I wonder why our attitudes are so divergent? Health and safety gone mad?


----------



## splashgirl45 (23 October 2019)

my friend had a stallion and he was kept in her yard and was treated as the same as all of the other horses apart from not being handled by novices.  he also competed and was used as a stallion.  he was a complete gentleman and never behaved in a stalliony way except when covering......but this was on her own yard where she was in charge of who did what etc........so my main  concern would be the quality of the horse's life.  will he get turn out, will he get plenty of ridden exercise and are you up to riding a horse who is well schooled in all of the tricks or will you be confusing him when you ride, this would apply to any horse not just a stallion.  if you buy him could he stay at his current yard where he is obviously well settled.. if this owner is so in favour of you as an owner could you have him on loan with view to buy  for a short period of time to make sure that you are a good fit for him....of course you may go to try him and find he is not what you are expecting so decision made...


----------



## HedgePig (23 October 2019)

splashgirl45 said:



			are you up to riding a horse who is well schooled in all of the tricks or will you be confusing him when you ride,
		
Click to expand...

Hi and thank you for your reply.
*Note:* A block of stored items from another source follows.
PR #2273, opened 2020-11-21
TASK: Use GH actions for builds

albe:
Still WIP, needs to be backported to lowest maintained branch once finished, but I want to get psalm running too and that's not in <6.0

PR #2390, opened 2021-02-19
TASK: Use GH actions for builds (5.3)

albe:
This is a backport of #2273 with outcommented static analysis and adjusted PHP version matrix.


albe:
This should do now.

.github/workflows/build.yml
```diff
@@ -0,0 +1,205 @@
...
+  build:
+    if: "!contains(github.event.head_commit.message, '[skip ci]') && !contains(github.event.head_commit.message, '[skip travis]')"
+    name: "PHP ${{ matrix.php-versions }} Test ${{ matrix.static-analysis != 'no' && matrix.static-analysis || '' }} (deps: ${{ matrix.dependencies }})"
+
+    continue-on-error: ${{ matrix.experimental }}
+
+    strategy:
+      fail-fast: false
+      matrix:
+        php-versions: ['7.1', '7.2', '7.3', '7.4']
```
daniellienert, line 19: 7.1 was not tested by travis. Do we need it here?

daniellienert (approved):
Thanks @albe! 
AFAIS the previous travis matrix seems completely covered (+ PHP 7.1).
PHP test code changes look good by reading

Neos.Cache/composer.json
```diff
@@ -13,7 +13,7 @@
         "neos/utility-opcodecache": "*"
     },
     "require-dev": {
-        "mikey179/vfsstream": "~1.6",
+        "mikey179/vfsstream": "^1.6.1",
```
kdambekalns, line 16: Is this a conscious change (here and elsewhere?) If so, why?

kdambekalns (commented):
Could we maybe extract the memcached changes into their own PR? If we ever need to find them again, nobody will look for them in a CI-related change… 😬

Other than that, awesome!

.github/workflows/build.yml
kdambekalns: Good point. According to https://docs.neos.io/cms/installation-development-setup/system-requirements#php-version-matrix we promise only 72+

Neos.Cache/composer.json
albe: Yes, due to the lowest-dependency test runs. Flow tests won't work with 1.6.0 due to the missing bugfix for `"uninitialized string offset"` (which you reported to vfsstreams btw :))
Lowest dependency tests still don't pass completely, but one issue less at least

.github/workflows/build.yml
albe: According to https://github.com/neos/flow-development-collection/pull/2390/files#diff-6ac3f79fc25d95cd1e3d51da53a4b21b939437392578a35ae8cd6d5366ca5485L10 we did run 7.1 builds on 5.3 and in composer it's also marked as ~7.1 (https://github.com/neos/flow-development-collection/blob/5.3/composer.json#L9), but we can surely strip the build.

Neos.Cache/composer.json
kdambekalns: Got it, thanks!

.github/workflows/build.yml
kdambekalns: No, then let's leave it in!

albe:
> Could we maybe extract the memcached changes into their own PR? If we ever need to find them again, nobody will look for them in a CI-related change… 😬

There you go: https://github.com/neos/flow-development-collection/pull/2393

kdambekalns (approved):

PR #2393, opened 2021-02-22
BUGFIX: Correctly extract port from memcached servers setting

albe:
This fixes the extraction of the port from the `servers` option(s) if they are not bound to the `tcp://` protocol and checks for missing `servers` option in constructor.


albe:
This is just an extraction of the three commits from #2390 - that they do make tests pass can be seen there.

kdambekalns (approved):
Looks good to me…

daniellienert (approved):

PR #2395, opened 2021-02-24
TASK: Correctly extract target branch for pull requests

albe:
For PRs the `GITHUB_REF` points to `refs/pull/$PRNUMBER/merge`, which does not contain the base branch at all.

### DIFF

This a pretty big part of my central concern. I just don't think I am a good enough technical rider for him. But others make a great point. If he is happy and healthy and social and loved, does he care that we aren't learning battle formations? I guess in my head I see him as something of a performance horse. Who doesn't want to own a Lamborghini (I know Italian not Spanish) but that doesn't mean I need to be willing to compete at Le Mans before I should own one. Equally no horse of mine has ever been allowed to be a princess. When its time to work, its time to work. But we look forward to our hacks and swims together too. I don't even know if this chap can hack. If he can't then we aren't a good fit and I won't be taking him. On the other end of the scale I don't want a happy hacker that gets put into a school and everyone rides. He is special. And his unique skills need to be built on and advanced. I just feel so stupid with all this.


----------



## milliepops (23 October 2019)

this is getting pretty multicultural between the spanish, french, italian and austrian 

where do you anticipate swimming with this horse?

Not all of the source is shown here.